Gender test concludes female sprint star’s a man
Pinki Pramanik also charged with rape of former girlfriend
A decorated runner who won medals for India while competing as a woman was charged with rape on Monday after a gender test indicated she is actually a man, according to media reports.
Pinki Pramanik, 26, became a national star after rising from childhood poverty to win gold while anchoring India’s 400-metre relay team at the 2006 Asian Games. Pramanik won a silver medal at Sydney’s Commonwealth Games the same year.
The controversy began in June after the now-retired runner’s live-in girlfriend, Anamika Acharya, 30, accused Pramanik of being a man masquerading as a woman and of raping her. Pramanik, who denies all the charges, was arrested and released on bail.
Previous gender tests had proved inconclusive, according to multiple Indian newspaper reports. On Monday, Agence-France Presse reported that the police had charged Pramanik with rape after a medical board set up to determine Pramanik’s gender concluded Pramanik is a man.
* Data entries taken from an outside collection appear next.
PR #473, opened 2022-11-23
refactor: convert `Validators` to hooks and TypeScript

mvadari:

Title says it all.

### Context of Change

I was running into an issue with #470 that would be much easier to resolve if I could use multiple contexts and didn't need to mess with redux actions

### Type of Change

### TypeScript/Hooks Update

## Before / After

No change

## Test Plan

CI passes.


src/containers/Validators/index.tsx
```diff
@@ -0,0 +1,229 @@
...
+          analytics(ANALYTIC_TYPES.exception, {
+            exDescription: `${url} --- ${JSON.stringify(axiosError)}`,
+          })
+          setError(status)
+          setIsLoading(false)
+        })
+    }
+  }
+
+  useQuery(['fetchValidatorData'], async () => fetchValidatorData(), {
```
ckniffen, line 137: You need to add the validator key to the queryKey array so that it caches based on the master_key.

ckniffen, line 137: - `isLoading` is provided by `useQuery` so you don't have to manage the state of `loading` yourself.
- `data` is provided and is the resolved result of the promise.
- `error` is provided by `useQuery` as well by the promise returning a rejection

src/containers/Validators/index.tsx
```diff
@@ -0,0 +1,229 @@
...
+}
+
+const Validator = (props: Props) => {
+  const [reports, setReports] = useState([])
+  const [isLoading, setIsLoading] = useState(true)
+  const [error, setError] = useState(null)
+  const [data, setData] = useState<ValidatorData>({})
+  const [width, setWidth] = useState(0)
+  const ref = useRef<any>(null)
+  const { t, i18n } = useTranslation()
```
ckniffen, line 60: `useLanguage` hook will give you the language.  `i18n` is the i18n-next object and is not the language string.

src/containers/Validators/index.tsx
```diff
@@ -0,0 +1,229 @@
...
+  SERVER_ERROR,
+} from '../shared/utils'
+import { getLedger } from '../../rippled'
+import SimpleTab from './SimpleTab'
+import { HistoryTab } from './HistoryTab'
+import './validator.scss'
+import SocketContext from '../shared/SocketContext'
+
+const ERROR_MESSAGES = {
+  [NOT_FOUND]: {
```
ckniffen, line 22: Where is `NOT_FOUND` set?

src/containers/Validators/index.tsx
```diff
@@ -0,0 +1,229 @@
...
+    title: 'generic_error',
+    hints: ['not_your_fault'],
+  },
+}
+
+const getErrorMessage = (error: keyof typeof ERROR_MESSAGES | null) =>
+  (error && ERROR_MESSAGES[error]) || ERROR_MESSAGES.default
+
+interface Props {
+  match: {
```
ckniffen, line 36: You can use `useRouteMatch` and `useParams` to get these properties.

https://v5.reactrouter.com/web/api/Hooks/useroutematch
https://v5.reactrouter.com/web/api/Hooks/useparams

ckniffen (changes requested):

src/containers/Validators/index.tsx
mvadari: There's no `useLanguage` hook in `react-i18next`

ckniffen: Its in the explorer.  I wrote it to avoid having to access `i18n.resolvedLanguage`

src/containers/Validators/index.tsx
mvadari: It's in `shared/utils`

src/containers/Validators/index.tsx
mvadari: Wouldn't it just cache based on the identifier? I don't get how you'd cache based on data that it's receiving

mvadari: I couldn't get this to work for me - there were a bunch of errors

src/containers/Validators/index.tsx
```diff
@@ -0,0 +1,246 @@
...
+            : SERVER_ERROR
+        analytics(ANALYTIC_TYPES.exception, {
+          exDescription: `${url} --- ${JSON.stringify(axiosError)}`,
+        })
+        setError(status)
+        setIsLoading(false)
+      })
+  }
+
+  useQuery(
```
ckniffen, line 139: Leverage `error`, `isFetching `, and `data` instead of managing state manually.

src/containers/Validators/index.tsx
```diff
@@ -0,0 +1,246 @@
...
+        {renderSummary()}
+        {renderTabs()}
+        <div ref={ref} className="tab-body">
+          {body}
+        </div>
+      </>
+    )
+  }
+
+  const loader = isLoading ? <Loader className="show" /> : <Loader />
```
ckniffen, line 222: Don't render loader when no loading is happening.

pdp2121 (approved):

src/containers/Validators/types.ts
```diff
@@ -0,0 +1,10 @@
+export interface ValidatorReport {
```
ckniffen, line 1: nit: This can now extend ValidatorScore.

ckniffen (approved):

Issue #204, opened 2022-07-27
Refactor PaymentChannel transactions to use new transaction scheme


ckniffen:
Update PayChannelClaim, PayChannelCreate, and PayChannelFund transactions to use scheme defined in https://github.com/ripple/explorer/tree/staging/src/containers/shared/components/Transaction.

Also we need to update components to use hooks and tsx.

ckniffen:
Closed by #468, #471, and #475

PR #475, opened 2022-11-28
refactor(tx) Switch `PaymentChannelFund` to new transaction scheme

ckniffen:

Moves `PaymentChannelFund` to the new transaction schema, along with hooks, typescript, and more tests.

Now shows channel id even when the tx fails.

### Context of Change

Part of #204

### Type of Change

### TypeScript/Hooks Update

## Before
Screen Shot 2022-11-28 at 9 00 56 AM
Screen Shot 2022-11-28 at 9 04 50 AM
Screen Shot 2022-11-28 at 9 05 49 AM
Screen Shot 2022-11-28 at 9 06 25 AM

## After
Screen Shot 2022-11-28 at 9 02 26 AM
Screen Shot 2022-11-28 at 9 05 10 AM
Screen Shot 2022-11-28 at 9 06 02 AM
Screen Shot 2022-11-28 at 9 06 31 AM


src/containers/shared/components/Amount.tsx
```diff
@@ -22,7 +27,10 @@ export const Amount = ({ displayIssuer = true, value }: AmountProps) => {
 
   return (
     <span className="amount">
-      <span className="amount-localized">{localizedAmount}</span>{' '}
+      <span className="amount-localized">
+        {modifier && <span className="amount-modifier">{modifier}</span>}
```
shawnxie999, line 31: What kind of modifiers are there? just `+` and `-`?

src/containers/shared/components/Amount.tsx
```diff
@@ -8,9 +8,14 @@ import { ExplorerAmount } from '../types'
 export interface AmountProps {
   value: ExplorerAmount
   displayIssuer?: boolean
+  modifier?: string
```
shawnxie999, line 11: nit: should we add a comment about the usage of this prop? may not be obvious at first glance

src/containers/shared/components/Amount.tsx
ckniffen: So far I have only used `+`, but it could be `~` or `-`.  I suppose i could limit it to those 3.

src/containers/shared/components/Amount.tsx
ckniffen: Will do.

src/containers/shared/components/Amount.tsx
```diff
@@ -6,11 +6,16 @@ import Currency from './Currency'
 import { ExplorerAmount } from '../types'
 
 export interface AmountProps {
-  value: ExplorerAmount
   displayIssuer?: boolean
+  modifier?: `+` | '-' | '~' // value to put in front of the currency symbol and number
+  value: ExplorerAmount
```
JST5000, line 11: nit: I think it's often good practice to put the optional parameters at the end, rather than the middle.

JST5000 (approved):
LGTM

shawnxie999 (approved):

PR #479, opened 2022-11-28
refactor: Simplify tx and validator SimpleTab

ckniffen:

- Render the right content using SimpleRow components. This allows more code reuse between the mobile and tablet versions.
- Validator
	- Remove `Updated Date/Time (UTC)` from mobile view.  The value was removed from the desktop view April 2021
	- Change unl url to be white.
	- Remove commas from ledger index. Only place formatted that way
- Transaction
	- Increase account font-size to match other fields.

### Context of Change

This adds more assertions to help with #358 and #452. Was able to get rid of ~100 lines of code.

### Type of Change

### TypeScript/Hooks Update

## Before
Before Tx Desktop
Before TX Mobile
Before Validator Desktop
Before Validator Mobile

## After
After Tx Desktop
After Tx Mobile
After Validator Desktop
After Validator Mobile


JST5000:
For future PR's if there's a bunch of changes, could you pair them up? (Before + After for each page?) - I find it a bit hard to scroll to the right screen when the changes are stacked like this.

ckniffen:
> For future PR's if there's a bunch of changes, could you pair them up? (Before + After for each page?) - I find it a bit hard to scroll to the right screen when the changes are stacked like this.

Will do.

JST5000 (approved):
LGTM

src/containers/Transactions/SimpleTab.jsx
```diff
@@ -97,37 +72,24 @@ class SimpleTab extends Component {
...
       <div className="simple-body simple-body-tx">
         <div className="rows">
           <Simple type={raw.tx.TransactionType} data={data.summary} />
-          {rowIndex}
+          {width < BREAKPOINTS.landscape && rowIndex}
         </div>
-        {cartIndex}
+        {width >= BREAKPOINTS.landscape && (
+          <div className="index">{rowIndex}</div>
+        )}
```
mvadari, line 92: lol is that really the only difference?

mvadari:
Why is the UNL text changed to be white? Shouldn't it be a link to the UNL?

ckniffen:
> Why is the UNL text changed to be white? Shouldn't it be a link to the UNL?

It was not a link previously.  It just looked like one and used a color slightly different from the link color (`#292` vs `#80ffba`).  I can make it a link if you would like.

mvadari:
> It was not a link previously. It just looked like one and used a color slightly different from the link color (`#229922` vs `#80ffba`). I can make it a link if you would like.

I'm not sure it's necessary for it to be a link, given that a UNL manifest isn't exactly human-readable (hm, maybe we should add a UNL page to the Explorer). That's fine then.

mvadari (approved):

PR #3989, opened 2019-12-10
Prop rename: filterData to _filterData

1chandu:
For #

#### Background
`filterData` is not a public API, rename it to`_filterData`.

#### Change List
-


1chandu:
The build issues are related to pydeck setup, and related to #3817.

Indian newspapers quoted Pramanik on Monday accusing the police of conspiracy and saying she had not seen a copy of the medical panel’s report, despite her requests.
She has also been charged with impersonation, cheating, assault and intimidation, and “cohabitation caused by a man deceitfully inducing belief of a lawful marriage,” reports the Times of India.
AFP quoted the chairman of the medical board as saying Pramanik is a “male pseudohermaphrodite,” a condition normally called XY intersex. It means that the chromosomal sex and internal sex organs indicate the person is male, while the external genitals appear female or are ambiguous.
Determining an intersex person’s “true gender” is fraught with difficulty — medical, personal and political. In some XY intersex cases, the person may develop fully female genitalia and identify as a woman, having no idea that their chromosomal sex is male. In other cases, the external genitalia can be ambiguous — a mix of both.